### [Exercise objective]
Check every line of the entries below for "resolution", and copy the lines that have it.

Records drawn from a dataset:
= = = =
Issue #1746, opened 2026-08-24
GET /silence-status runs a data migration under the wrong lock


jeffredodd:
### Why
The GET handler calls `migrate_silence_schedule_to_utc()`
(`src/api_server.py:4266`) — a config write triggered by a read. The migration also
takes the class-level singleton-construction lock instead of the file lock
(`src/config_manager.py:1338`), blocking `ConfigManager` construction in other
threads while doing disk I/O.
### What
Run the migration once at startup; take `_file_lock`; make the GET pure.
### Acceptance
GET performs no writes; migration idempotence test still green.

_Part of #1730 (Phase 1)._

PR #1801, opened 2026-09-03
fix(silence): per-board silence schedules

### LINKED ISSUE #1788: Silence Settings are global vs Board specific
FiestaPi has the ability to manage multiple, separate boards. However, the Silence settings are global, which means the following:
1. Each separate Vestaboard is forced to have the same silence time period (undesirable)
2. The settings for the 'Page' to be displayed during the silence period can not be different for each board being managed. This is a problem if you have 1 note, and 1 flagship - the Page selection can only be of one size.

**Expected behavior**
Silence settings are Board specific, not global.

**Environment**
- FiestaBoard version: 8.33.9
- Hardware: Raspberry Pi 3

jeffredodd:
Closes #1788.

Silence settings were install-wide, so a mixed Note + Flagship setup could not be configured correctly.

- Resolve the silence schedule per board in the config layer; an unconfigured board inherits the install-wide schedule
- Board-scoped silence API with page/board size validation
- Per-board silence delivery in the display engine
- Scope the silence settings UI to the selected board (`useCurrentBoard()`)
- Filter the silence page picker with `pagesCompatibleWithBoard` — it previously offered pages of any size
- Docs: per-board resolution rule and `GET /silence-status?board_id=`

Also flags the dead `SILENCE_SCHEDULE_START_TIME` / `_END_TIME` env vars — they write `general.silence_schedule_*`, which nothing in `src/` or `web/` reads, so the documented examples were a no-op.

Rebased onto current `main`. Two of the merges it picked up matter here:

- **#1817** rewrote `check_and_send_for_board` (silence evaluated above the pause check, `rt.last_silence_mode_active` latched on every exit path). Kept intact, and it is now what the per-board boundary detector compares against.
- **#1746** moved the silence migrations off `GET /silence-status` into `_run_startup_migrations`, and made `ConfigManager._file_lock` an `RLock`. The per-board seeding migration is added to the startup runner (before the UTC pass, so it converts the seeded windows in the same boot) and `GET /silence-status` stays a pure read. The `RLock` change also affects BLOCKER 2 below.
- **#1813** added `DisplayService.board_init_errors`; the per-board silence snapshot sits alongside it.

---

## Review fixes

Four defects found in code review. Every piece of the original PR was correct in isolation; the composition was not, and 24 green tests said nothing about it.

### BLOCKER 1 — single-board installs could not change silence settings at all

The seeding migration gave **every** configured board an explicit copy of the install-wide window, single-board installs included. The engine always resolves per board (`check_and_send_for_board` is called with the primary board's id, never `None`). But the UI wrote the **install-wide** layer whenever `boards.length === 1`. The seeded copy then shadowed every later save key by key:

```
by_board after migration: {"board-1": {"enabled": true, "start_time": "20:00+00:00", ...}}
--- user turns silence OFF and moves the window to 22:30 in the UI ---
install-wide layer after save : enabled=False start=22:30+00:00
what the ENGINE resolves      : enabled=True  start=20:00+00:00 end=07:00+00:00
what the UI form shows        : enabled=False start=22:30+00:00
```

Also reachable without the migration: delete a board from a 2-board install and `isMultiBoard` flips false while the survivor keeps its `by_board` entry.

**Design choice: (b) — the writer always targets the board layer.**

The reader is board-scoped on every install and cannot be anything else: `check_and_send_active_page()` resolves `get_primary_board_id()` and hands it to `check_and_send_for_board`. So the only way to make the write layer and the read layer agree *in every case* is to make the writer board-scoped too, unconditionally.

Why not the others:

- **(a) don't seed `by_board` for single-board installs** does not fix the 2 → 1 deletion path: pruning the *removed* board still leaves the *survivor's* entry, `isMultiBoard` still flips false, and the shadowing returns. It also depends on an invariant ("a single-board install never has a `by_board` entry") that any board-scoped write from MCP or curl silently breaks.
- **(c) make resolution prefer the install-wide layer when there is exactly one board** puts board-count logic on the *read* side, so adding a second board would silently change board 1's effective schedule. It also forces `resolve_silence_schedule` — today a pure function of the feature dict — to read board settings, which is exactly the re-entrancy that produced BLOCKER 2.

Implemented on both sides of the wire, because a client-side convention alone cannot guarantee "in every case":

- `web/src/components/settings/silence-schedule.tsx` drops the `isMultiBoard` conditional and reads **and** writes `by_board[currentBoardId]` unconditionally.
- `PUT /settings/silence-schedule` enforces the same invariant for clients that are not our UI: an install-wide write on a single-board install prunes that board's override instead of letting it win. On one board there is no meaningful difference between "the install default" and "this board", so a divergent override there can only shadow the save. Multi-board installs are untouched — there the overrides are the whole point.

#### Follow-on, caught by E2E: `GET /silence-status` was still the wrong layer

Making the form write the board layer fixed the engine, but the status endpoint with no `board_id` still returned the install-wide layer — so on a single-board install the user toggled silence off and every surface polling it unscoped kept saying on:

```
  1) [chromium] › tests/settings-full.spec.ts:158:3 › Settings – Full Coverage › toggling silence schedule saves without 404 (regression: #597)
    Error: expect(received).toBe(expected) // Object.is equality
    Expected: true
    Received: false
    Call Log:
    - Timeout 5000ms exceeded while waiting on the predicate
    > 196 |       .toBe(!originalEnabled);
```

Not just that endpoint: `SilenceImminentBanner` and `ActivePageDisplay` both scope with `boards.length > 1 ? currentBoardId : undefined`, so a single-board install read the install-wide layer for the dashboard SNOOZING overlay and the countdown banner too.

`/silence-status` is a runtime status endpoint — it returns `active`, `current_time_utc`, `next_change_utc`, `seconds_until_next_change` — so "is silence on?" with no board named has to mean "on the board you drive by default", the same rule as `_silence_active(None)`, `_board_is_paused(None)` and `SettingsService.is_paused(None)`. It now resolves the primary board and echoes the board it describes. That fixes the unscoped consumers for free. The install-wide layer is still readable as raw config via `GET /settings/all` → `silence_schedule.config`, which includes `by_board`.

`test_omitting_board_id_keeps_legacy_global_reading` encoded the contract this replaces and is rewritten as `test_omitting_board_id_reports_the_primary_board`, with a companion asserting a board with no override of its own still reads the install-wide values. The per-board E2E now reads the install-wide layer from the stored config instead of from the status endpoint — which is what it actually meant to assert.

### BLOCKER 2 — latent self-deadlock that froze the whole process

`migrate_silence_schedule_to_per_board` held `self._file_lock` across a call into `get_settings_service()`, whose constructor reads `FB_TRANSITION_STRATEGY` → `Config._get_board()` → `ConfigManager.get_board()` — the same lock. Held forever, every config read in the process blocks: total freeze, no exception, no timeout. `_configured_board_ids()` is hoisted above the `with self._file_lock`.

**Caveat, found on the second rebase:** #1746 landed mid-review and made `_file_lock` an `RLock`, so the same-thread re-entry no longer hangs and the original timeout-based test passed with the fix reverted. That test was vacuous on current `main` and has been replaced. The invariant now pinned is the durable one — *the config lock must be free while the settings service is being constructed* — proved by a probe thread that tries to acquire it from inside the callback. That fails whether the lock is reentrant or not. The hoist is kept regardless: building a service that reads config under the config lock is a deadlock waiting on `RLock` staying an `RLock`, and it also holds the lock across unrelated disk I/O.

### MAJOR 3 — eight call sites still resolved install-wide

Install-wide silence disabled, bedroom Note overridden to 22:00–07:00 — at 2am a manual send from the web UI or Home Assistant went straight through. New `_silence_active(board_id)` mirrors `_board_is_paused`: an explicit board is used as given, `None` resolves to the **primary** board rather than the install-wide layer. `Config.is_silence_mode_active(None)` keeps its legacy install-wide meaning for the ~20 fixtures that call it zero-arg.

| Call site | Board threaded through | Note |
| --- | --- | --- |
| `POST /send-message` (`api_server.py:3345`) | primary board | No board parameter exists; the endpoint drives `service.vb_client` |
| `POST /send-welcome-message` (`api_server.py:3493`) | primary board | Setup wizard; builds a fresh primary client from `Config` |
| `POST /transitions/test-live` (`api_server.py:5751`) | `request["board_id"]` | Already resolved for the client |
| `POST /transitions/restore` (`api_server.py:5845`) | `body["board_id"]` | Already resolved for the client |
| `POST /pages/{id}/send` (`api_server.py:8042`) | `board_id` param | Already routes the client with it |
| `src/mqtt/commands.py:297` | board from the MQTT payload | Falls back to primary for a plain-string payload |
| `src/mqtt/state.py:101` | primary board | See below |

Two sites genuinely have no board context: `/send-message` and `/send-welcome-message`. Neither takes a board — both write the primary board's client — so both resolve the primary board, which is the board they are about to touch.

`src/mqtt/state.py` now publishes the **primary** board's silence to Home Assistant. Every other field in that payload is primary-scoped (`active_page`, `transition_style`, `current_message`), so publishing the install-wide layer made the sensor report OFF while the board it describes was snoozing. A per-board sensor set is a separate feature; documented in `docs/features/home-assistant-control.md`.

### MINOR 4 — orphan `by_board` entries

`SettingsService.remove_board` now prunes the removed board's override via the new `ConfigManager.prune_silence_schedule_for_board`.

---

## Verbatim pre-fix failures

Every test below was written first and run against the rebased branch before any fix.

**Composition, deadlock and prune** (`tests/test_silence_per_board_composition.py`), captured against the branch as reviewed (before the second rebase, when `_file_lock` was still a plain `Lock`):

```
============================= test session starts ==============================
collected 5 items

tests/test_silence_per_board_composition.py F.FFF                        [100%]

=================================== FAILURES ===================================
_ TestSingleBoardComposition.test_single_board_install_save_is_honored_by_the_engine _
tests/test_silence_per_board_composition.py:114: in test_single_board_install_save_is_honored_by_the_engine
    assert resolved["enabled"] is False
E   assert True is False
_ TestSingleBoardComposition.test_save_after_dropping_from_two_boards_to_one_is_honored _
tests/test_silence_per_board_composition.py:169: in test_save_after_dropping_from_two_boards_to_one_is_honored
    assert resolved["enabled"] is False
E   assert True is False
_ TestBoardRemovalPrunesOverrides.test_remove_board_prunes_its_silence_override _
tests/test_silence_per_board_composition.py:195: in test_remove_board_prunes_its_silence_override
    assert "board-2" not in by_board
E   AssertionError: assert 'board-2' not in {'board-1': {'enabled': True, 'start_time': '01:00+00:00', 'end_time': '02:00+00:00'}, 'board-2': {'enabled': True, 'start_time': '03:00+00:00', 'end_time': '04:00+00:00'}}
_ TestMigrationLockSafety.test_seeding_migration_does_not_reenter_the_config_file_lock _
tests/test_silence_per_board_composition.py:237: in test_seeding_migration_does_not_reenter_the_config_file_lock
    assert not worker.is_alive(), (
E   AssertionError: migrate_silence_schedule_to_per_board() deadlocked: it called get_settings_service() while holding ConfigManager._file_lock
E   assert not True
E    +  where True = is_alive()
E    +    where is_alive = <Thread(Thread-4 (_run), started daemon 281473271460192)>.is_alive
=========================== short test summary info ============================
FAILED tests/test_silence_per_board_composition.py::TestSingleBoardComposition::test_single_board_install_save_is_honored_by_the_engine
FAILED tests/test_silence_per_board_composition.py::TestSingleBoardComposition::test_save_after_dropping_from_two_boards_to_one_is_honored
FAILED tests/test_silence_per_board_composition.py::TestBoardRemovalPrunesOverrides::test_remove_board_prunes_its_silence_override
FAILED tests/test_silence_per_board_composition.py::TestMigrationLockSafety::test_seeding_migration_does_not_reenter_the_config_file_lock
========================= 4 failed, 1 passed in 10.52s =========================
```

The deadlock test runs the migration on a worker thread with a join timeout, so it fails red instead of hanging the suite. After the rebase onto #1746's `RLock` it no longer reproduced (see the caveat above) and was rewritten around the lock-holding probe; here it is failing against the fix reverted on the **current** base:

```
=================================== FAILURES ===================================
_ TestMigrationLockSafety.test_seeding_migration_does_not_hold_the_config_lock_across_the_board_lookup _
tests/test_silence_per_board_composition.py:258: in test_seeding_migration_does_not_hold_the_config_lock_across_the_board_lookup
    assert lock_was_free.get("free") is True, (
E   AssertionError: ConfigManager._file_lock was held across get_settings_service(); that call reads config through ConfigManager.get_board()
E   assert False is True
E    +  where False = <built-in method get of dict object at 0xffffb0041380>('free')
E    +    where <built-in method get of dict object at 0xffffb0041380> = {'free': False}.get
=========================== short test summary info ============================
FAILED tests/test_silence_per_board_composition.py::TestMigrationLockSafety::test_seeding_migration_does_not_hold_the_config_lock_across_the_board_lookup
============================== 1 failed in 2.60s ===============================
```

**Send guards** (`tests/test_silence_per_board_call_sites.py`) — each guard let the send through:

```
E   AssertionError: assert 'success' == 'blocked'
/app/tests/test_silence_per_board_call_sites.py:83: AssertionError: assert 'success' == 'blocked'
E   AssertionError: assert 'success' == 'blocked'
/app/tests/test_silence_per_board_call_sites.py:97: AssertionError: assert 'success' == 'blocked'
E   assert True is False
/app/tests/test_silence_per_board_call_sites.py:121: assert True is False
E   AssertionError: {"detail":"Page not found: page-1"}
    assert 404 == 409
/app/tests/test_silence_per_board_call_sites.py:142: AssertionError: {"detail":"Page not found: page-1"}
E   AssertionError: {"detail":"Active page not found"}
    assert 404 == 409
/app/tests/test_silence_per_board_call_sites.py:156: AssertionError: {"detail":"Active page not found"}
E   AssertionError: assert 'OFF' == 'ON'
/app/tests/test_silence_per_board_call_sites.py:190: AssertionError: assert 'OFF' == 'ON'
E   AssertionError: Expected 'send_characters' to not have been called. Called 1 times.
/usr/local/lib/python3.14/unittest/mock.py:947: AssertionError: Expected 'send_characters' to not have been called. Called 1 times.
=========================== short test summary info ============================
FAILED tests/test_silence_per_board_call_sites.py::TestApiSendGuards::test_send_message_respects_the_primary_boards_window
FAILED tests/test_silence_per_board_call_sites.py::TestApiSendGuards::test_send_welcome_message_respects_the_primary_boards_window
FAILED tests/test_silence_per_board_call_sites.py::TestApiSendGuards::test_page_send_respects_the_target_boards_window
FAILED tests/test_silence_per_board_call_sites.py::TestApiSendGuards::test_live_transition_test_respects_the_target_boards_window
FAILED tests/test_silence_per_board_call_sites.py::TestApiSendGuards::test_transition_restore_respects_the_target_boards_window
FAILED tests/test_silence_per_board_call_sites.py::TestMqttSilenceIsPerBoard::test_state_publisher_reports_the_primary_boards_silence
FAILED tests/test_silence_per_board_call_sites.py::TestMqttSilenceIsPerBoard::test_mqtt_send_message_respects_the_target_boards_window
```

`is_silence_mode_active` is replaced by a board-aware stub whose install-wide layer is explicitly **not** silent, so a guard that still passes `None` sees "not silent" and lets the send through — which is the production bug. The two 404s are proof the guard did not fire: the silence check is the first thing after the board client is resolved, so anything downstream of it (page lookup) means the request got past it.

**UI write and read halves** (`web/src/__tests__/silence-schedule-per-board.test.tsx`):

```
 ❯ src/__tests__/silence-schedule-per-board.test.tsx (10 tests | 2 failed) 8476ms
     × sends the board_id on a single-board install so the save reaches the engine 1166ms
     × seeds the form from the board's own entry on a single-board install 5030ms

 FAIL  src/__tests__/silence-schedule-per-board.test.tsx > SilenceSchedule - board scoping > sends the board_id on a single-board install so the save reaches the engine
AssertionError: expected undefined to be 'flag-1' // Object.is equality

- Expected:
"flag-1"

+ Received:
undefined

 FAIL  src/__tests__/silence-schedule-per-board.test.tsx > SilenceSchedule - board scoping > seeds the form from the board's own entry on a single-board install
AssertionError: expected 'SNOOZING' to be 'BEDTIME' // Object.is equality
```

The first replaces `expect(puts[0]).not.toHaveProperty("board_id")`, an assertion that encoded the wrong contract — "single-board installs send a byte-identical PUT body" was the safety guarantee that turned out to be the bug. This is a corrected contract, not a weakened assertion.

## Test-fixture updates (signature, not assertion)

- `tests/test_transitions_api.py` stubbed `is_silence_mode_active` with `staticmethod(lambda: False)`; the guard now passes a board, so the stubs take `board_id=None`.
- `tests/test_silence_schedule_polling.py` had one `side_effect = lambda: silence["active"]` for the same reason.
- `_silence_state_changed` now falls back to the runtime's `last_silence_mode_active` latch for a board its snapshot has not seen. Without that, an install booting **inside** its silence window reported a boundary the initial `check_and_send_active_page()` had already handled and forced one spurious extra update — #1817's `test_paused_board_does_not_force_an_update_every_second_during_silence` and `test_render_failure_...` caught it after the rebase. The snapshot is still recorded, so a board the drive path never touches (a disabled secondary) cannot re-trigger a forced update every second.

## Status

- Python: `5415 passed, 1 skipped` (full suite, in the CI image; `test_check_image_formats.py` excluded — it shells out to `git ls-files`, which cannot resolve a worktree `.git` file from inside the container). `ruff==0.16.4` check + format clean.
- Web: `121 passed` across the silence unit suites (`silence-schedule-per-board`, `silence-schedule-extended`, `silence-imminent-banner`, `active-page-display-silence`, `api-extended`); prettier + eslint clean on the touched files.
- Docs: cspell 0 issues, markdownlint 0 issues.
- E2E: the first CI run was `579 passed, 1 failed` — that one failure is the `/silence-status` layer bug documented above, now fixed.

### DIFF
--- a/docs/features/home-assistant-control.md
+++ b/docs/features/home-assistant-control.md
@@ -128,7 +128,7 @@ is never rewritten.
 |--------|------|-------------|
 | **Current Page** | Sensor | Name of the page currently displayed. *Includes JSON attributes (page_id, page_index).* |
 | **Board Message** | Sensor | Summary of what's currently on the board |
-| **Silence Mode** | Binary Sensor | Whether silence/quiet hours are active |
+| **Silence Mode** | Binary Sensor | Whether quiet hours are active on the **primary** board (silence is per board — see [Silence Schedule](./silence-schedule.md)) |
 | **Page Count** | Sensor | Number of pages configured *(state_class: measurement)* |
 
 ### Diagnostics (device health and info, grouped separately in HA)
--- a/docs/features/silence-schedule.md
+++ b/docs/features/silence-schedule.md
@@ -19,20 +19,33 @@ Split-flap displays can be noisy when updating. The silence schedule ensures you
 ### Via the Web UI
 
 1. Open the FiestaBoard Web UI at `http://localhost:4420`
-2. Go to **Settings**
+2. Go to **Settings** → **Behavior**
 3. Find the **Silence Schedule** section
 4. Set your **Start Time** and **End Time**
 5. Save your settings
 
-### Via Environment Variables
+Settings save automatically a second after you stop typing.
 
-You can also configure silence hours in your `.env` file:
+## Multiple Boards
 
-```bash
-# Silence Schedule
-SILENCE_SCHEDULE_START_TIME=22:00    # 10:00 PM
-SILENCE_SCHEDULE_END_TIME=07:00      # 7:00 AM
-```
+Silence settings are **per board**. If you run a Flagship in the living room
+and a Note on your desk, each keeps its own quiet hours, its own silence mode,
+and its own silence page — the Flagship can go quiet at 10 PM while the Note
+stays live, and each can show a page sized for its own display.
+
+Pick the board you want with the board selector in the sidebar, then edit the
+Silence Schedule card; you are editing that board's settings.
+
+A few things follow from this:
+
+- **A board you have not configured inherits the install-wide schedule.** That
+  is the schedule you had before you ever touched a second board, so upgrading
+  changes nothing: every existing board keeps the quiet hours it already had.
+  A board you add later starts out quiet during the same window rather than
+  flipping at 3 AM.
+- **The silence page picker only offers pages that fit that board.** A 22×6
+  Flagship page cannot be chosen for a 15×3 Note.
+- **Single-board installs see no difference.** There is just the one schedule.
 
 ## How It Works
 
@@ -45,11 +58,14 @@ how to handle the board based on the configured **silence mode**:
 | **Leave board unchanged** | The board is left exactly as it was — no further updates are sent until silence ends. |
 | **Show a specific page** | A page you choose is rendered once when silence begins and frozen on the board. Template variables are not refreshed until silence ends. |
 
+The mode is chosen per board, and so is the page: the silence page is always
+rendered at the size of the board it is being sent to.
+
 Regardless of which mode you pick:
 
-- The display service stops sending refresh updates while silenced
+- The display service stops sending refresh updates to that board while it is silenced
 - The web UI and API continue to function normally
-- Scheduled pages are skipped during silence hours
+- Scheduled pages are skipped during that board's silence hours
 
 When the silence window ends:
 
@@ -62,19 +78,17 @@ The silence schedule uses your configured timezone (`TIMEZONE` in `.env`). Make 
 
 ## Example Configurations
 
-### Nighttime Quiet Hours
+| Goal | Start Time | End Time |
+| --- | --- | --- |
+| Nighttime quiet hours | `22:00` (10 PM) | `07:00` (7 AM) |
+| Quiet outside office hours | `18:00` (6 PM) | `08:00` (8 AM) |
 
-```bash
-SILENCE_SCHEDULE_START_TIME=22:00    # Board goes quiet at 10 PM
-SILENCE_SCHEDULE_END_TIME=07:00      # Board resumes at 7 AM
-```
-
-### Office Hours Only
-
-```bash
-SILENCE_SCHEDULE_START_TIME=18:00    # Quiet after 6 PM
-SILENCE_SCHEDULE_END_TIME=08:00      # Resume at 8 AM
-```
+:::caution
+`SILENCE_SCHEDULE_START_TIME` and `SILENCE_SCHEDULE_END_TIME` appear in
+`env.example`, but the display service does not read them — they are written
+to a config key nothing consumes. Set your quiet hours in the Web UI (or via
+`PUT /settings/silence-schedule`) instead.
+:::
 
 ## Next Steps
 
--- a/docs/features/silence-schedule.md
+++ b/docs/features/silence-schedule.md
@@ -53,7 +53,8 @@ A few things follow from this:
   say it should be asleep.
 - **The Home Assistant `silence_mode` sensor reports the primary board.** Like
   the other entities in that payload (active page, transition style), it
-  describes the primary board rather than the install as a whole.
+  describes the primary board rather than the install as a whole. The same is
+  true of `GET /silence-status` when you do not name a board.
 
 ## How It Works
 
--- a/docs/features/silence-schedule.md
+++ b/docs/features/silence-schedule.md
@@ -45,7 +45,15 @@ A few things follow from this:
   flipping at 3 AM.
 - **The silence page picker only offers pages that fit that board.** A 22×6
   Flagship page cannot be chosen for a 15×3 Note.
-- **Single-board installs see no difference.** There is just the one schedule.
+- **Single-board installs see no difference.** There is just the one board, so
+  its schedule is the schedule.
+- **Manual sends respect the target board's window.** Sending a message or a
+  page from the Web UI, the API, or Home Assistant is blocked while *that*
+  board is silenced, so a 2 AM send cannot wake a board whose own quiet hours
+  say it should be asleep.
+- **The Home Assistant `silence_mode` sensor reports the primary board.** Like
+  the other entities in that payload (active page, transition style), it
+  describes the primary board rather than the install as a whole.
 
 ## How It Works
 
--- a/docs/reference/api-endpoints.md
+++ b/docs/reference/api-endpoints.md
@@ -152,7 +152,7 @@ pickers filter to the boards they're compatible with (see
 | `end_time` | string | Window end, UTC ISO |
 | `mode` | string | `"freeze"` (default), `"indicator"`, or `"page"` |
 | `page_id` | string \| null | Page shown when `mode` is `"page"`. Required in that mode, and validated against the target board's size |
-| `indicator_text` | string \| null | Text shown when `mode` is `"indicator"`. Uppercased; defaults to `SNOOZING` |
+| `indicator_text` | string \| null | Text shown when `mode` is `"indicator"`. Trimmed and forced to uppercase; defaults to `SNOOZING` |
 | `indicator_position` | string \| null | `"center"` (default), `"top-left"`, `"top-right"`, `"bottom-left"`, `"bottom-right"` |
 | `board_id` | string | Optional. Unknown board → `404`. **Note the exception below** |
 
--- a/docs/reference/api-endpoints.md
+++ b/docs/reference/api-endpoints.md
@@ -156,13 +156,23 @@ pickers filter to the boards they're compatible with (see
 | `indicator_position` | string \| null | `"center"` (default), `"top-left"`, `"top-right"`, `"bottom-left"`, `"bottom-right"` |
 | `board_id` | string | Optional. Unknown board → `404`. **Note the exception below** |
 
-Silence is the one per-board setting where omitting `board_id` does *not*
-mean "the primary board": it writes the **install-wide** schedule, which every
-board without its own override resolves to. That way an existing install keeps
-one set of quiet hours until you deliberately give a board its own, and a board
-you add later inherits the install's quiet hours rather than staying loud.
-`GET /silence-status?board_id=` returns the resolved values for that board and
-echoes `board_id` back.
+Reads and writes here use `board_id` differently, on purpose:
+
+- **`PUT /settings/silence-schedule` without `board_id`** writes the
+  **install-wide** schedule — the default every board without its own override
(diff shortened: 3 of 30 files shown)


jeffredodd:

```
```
= = = =
### [Final answer]
- Docs: per-board resolution rule and `GET /silence-status?board_id=`
- **(c) make resolution prefer the install-wide layer when there is exactly one board** puts board-count logic on the *read* side, so adding a second board would silently change board 1's effective schedule. It also forces `resolve_silence_schedule` — today a pure function of the feature dict — to read board settings, which is exactly the re-entrancy that produced BLOCKER 2.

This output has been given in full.